5.   Reduced Electromagnetic Interference (EMI) from arcs - a common source of radiated EMI.


Latching Relays

A latching relay is a two-position electrically-actuated switch. It is controlled by two momentary-acting switches or sensors, one that 'sets' the relay, and the other 'resets' the relay. The latching relay maintains its position after the actuating switch has been released, so it performs a basic memory function.
The latching relay is similar to a two-position ('double throw') toggle switch. The handle of a toggle switch is physically pushed to one position, and it stays in that position until pushed to the opposite position. A latching relay is electrically 'set' to one position, and it remains 'latched' in that position until it is electrically 'reset' to the opposite position.

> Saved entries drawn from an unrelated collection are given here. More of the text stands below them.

PR #182, opened 2024-06-12
:sparkles: Initial draft of generic authentication and authorization

shawn-hurley:


jmontleon:
Does this replace or make use of the openshift auth functionality we have in the operator today?
https://github.com/konveyor/operator/blob/main/roles/tackle/tasks/main.yml#L45

shawn-hurley:
Going to be honest @jmontleon I had no idea that existed, and I am not convinced that this would even work. @aufi @jortel Can someone let me know if this even is a valid option?

jmontleon:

There are two kinds of latching relays:
  • ·         An electrically latched relay is a standard relay with one of its own contacts wired into its coil circuit. An external switch initially turns the relay on, then it is kept on by its own contact. An external reset switch interrupts power to the relay, which turns it off.
  • ·         bistable, or mechanically latched relay typically has two internal coils and an internal latch mechanism. Energizing one coil 'sets' the contacts in oneposition, and the contacts stay in that position until the 'reset' coil is energized.



 This is video for make you understand about Latching Relays:

http://www.youtube.com/watch?v=n7SuHDmuVUk

AC Generators

A generator consists of some magnets and a wire (usually a very long one that's wrapped to form several coils and known as an armature). A steam engine or some other outside source of motion moves the wire or armature through the magnetic field created by themagnets. a loop of wire is spinning within a magnetic field. Because it is always moving through the field, a current is sustained. A.C. generators or alternators (as they are usually called) operate on the same fundamental principles of electromagnetic induction as D.C. generators.

Alternating voltage may be generated by rotating a coil in the magnetic field or by rotating a magnetic field within a stationary coil.  But, because the loop is spinning, it's moving across the field first in one direction and then in the other, which means that the flow of electrons keeps changing. Because the electrons flow first in one direction and in the other, the generator produces an alternating current.

Advantages of AC Generator

  • A D/C generator must produce voltage at the level at which it will be used. A/C has the advantage of allowing you to convert the current to a different voltage using a transformer. Transformers work with A/C only, not D/C
  • A/C has the advantage of traveling over long distances with less loss of power than D/C. Transforming the current to a high voltage reduces the current, which in turn reduces power loss. This can be seen from the formula P=R*I-squared, where P is power loss due to resistance, R is resistance, and I is current. Because I is squared in the power formula, decreasing I a little (by increasing the voltage) decreases the power loss a lot.
  • A safety-related disadvantage of A/C is the increased danger of electric shock due to the use of higher voltage for long-distance transmission. This is why long-distance transmissions use power lines kept high up off the ground.